1970 Luna 16 lands on the Moon at 05:18:00 UT, Latitude 0.68 S, Longitude 56.30 E's in the Mare Fecunditatis. It drills for core samples, eventually bringing some back to Earth.

1976 Playboy releases Jimmy Carter's controversial interview where he admitted that he 'lusts for women,' but with the qualifier 'only in my heart.'


1977 The first of the "boat people" arrive in San Francisco from Southeast Asia under a new US resettlement program.

1979 NASA launches HEAO.

1982 US President Ronald Reagan announces that the US, France, and Italy are going to send peacekeeping troops back to Beirut.


1984 A suicide bomber drives a lorry load of explosives at the United States embassy in Beirut, killing 40 people.

1990 Saddam Hussein demands that US networks broadcast his message.

1991 UN weapons inspectors leave for Iraq in a renewed search for Iraqi weapons of mass destruction.

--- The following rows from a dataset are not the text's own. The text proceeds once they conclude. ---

PR #227, opened 2018-05-16
Add retire_old_submissions command

jibsheet:
The old command was "retire failed submissions" so I renamed it

New command requires a queue and allows you to also only retire old submissions.

OPS-3057

### DIFF
--- a/queue/management/commands/retire_failed_submissions.py
+++ b/queue/management/commands/retire_failed_submissions.py
@@ -13,7 +13,7 @@ class Command(BaseCommand):
     help = """
            Retire submissions that have more than settings.MAX_NUMBER_OF_FAILURES failures.\
            Notify the LMS/student that the queue will no longer attempt to process the submission.\
-           Optional <queue_name>
+           Optional <queue_name> - no queue name provided means all queues will be processed.
            """
 
     def add_arguments(self, parser):
--- a/queue/management/commands/retire_old_submissions.py
+++ b/queue/management/commands/retire_old_submissions.py
@@ -1,0 +1,47 @@
+import logging
+from queue.consumer import post_failure_to_lms
+from queue.models import Submission
+
+from django.core.management.base import BaseCommand, CommandError
+from django.utils import dateparse, timezone
+
+log = logging.getLogger(__name__)
+
+
+class Command(BaseCommand):
+    help = """
+           Retire submissions for the requested <queue> that were submitted from the LMS before <date>
+           It will send a message to the LMS so that learners know to resubmit, but will still be marked
+           as retired regardless of success contacting the LMS.
+           """
+
+    def add_arguments(self, parser):
+        parser.add_argument(
+            'queue_name',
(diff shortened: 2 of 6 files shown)


queue/management/commands/retire_failed_submissions.py
```diff
@@ -0,0 +1,59 @@
...
+
+class Command(BaseCommand):
+    help = """
+           Retire submissions that have more than settings.MAX_NUMBER_OF_FAILURES failures.\
+           Notify the LMS/student that the queue will no longer attempt to process the submission.\
+           Optional <queue_name>
+           """
+
+    def add_arguments(self, parser):
+        parser.add_argument('queue_name', nargs='*')
```
feanil: Add a help message saying that if no 'queue_name's are provided, then we will retire submissions from all queues.

queue/management/commands/retire_submissions.py
```diff
@@ -1,59 +1,47 @@
...
-            default=False,
-            help='Force retire submissions',
-        )
+            'queue_name',
+            help="Which queue to retire submissions for")
+
+        parser.add_argument(
+            '--retire-before',
+            dest='retire_before',
+            help='Date + time to limit submissions up for retirement (arrival_time < YYYY-MM-DD HH:MM::SS)'
```
feanil: Also mention that this time should be in UTC.

queue/management/commands/retire_submissions.py
```diff
@@ -1,59 +1,47 @@
 import logging
```
feanil: Maybe rename this command to `retire_old_submissions.py` for clarity?

feanil (approved):
Couple of nits, but generally looks good.

queue/management/commands/retire_failed_submissions.py
jibsheet: This is one of "positional - need a queue" args handled by management commands, seemed honestly more likely to me that you'd be retiring a single queue and I didn't want to accidentally do them all.
It'll error if you don't pass in a queue_name

queue/management/commands/retire_submissions.py
jibsheet: Good point - at one point that was here, but was lost when I cleaned up what style of date you needed

queue/management/commands/retire_submissions.py
jibsheet: Sure

queue/management/commands/retire_failed_submissions.py
feanil: If that's the case why do you have the if statement below that will try to retire all submissions if no queue_name is passed?  Should that get cleaned up?

jibsheet: Oh, sorry, I misread the name of the file and the diff was too tight to make it obvious.
This is the old command.  It does treat queue_name as optional.  My newer one treats it as "please pass one or Django /argparse will throw an error".
I'll add something to the help statement above.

1995 The US House of Representatives voted to drop the national speed limit, allowing individual states to decide their own speed limits.


2001 In a national address, US President George W. Bush announces creation of a Cabinet-level Office of Homeland Security and names Pennsylvania Governor Tom Ridge to coordinate efforts to prevent terrorism. Bush directs US military forces to "be ready" for the gathering battle: "The hour is coming when America will act and you will make us proud..."


2001 The Pentagon announces that 5,131 members of the Air Force National Guard and Air Force Reserve have been ordered to active duty.


2001 Islamic clerics urge bin Laden to voluntarily leave Afghanistan.

2001 The British Government considers 'targeted support' for airlines after British Airways axes 7,000 jobs in the wake of the US terrorist attacks.